Over the past decade, global investment in edtech has soared to new heights. The urgent need to educate children at home created by COVID-19 lockdowns turbocharged already existing momentum, and analysts now expect edtech expenditure to reach an eye-watering $300 billion globally this year.
But the sudden reliance on edtech during global free robux no verifications school closures also painfully exposed some of its current weaknesses. Teachers often found it hard to monitor attendance and assess students’ understanding: one study found that the impact of the pandemic left students on average five months behind in mathematics and four months behind in reading by the end of the school year. A joint report by UNESCO, UNICEF and the World Bank stated that the share of children in lower- and middle-income countries who are living in “learning poverty” (a lack of basic literacy by age 10) was over 50 percent before the pandemic and could rise to up to 70 percent, due to school closures and the relative ineffectiveness of current remote learning models.

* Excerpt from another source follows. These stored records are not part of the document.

PR #16994, opened 2024-07-26
Fixes #16782: Add object filtering for custom fields

### LINKED ISSUE #16782: Custom fields - Allow use of query params for filtering object selection
### NetBox version

v4.0.6

### Feature type

### Proposed functionality

Object type custom fields are very useful for creating new relationships between objects, but it has no ability to filter the selection list, any object of that type can be selected which may not be desirable depending on the intended purpose of the custom field.

The DynamicModelChoice mixins already support filtering the API requests using the query_params dict, I propose that this be added as an option to specify in the custom field definition.

### Use case

Allowing filtering of the object choice selection would allow additional business logic to be applied and provide a more intuitive experience for the end user who is using the field.
For example, I have a custom field defined on Circuits to select an IP Address - with a query params definition I could limit it to show only 'active' IP addresses, and chain it to tenant field with $tenant to only list IPs that are assigned to the tenant of that circuit.

### Database changes

CustomField model will need an additional field to store the parameter

### External dependencies

none

samk-acw:
### Fixes: #16782

(new pr rebased off feature branch)
- adds 'related_object_filter' field to CustomField model and relevant form, template and api serializer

These issues should be addressed urgently to stop undermining edtech’s vast potential to improve learning—whether in day-to-day school settings, or during humanitarian emergencies, such as the one unfolding in Ukraine. In schools, teachers deploying edtech could be freed up from routine tasks such as grading papers, which technology could do automatically, allowing teachers more time to focus on the creative and interpersonal aspects of teaching students. It also has the potential to bring quality education to remote areas of the world, helping to address critical problems, such as illiteracy (a World Bank study showed literacy improvements within days when quality edtech is employed).
Perhaps most critically, edtech also has potential to provide children with a personalized learning experience tailored to their own context, interests, and abilities—something that a new UNESCO report calls a human right. Indeed, AI-driven edtech is particularly suited to personalize learning because it can monitor a child’s responses to educational material, analyze their strengths and alter its approach in real time.
So why has edtech so far largely failed to deliver on its vast potential? A key challenge is the fact that robust scientific evidence does not presently play an integral part in how most edtech products are designed, deployed and evaluated.